• _Problem to solve_
From the first line to the last, print the records exactly.

[Stored entries]
PR #10272, opened 2024-04-05
Chore: Refactor EventManager to use stronger types

personalizedrefrigerator:
# Summary

This pull request refactors the plugin `EventManager` to use stronger types (have fewer `: any`s). Its goal is to simplify fixing an event listener leak in `EventManager` when plugins are reloaded.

• _Finished exercise_
PR #10272, opened 2024-04-05
Chore: Refactor EventManager to use stronger types

personalizedrefrigerator:
# Summary

This pull request refactors the plugin `EventManager` to use stronger types (have fewer `: any`s). Its goal is to simplify fixing an event listener leak in `EventManager` when plugins are reloaded.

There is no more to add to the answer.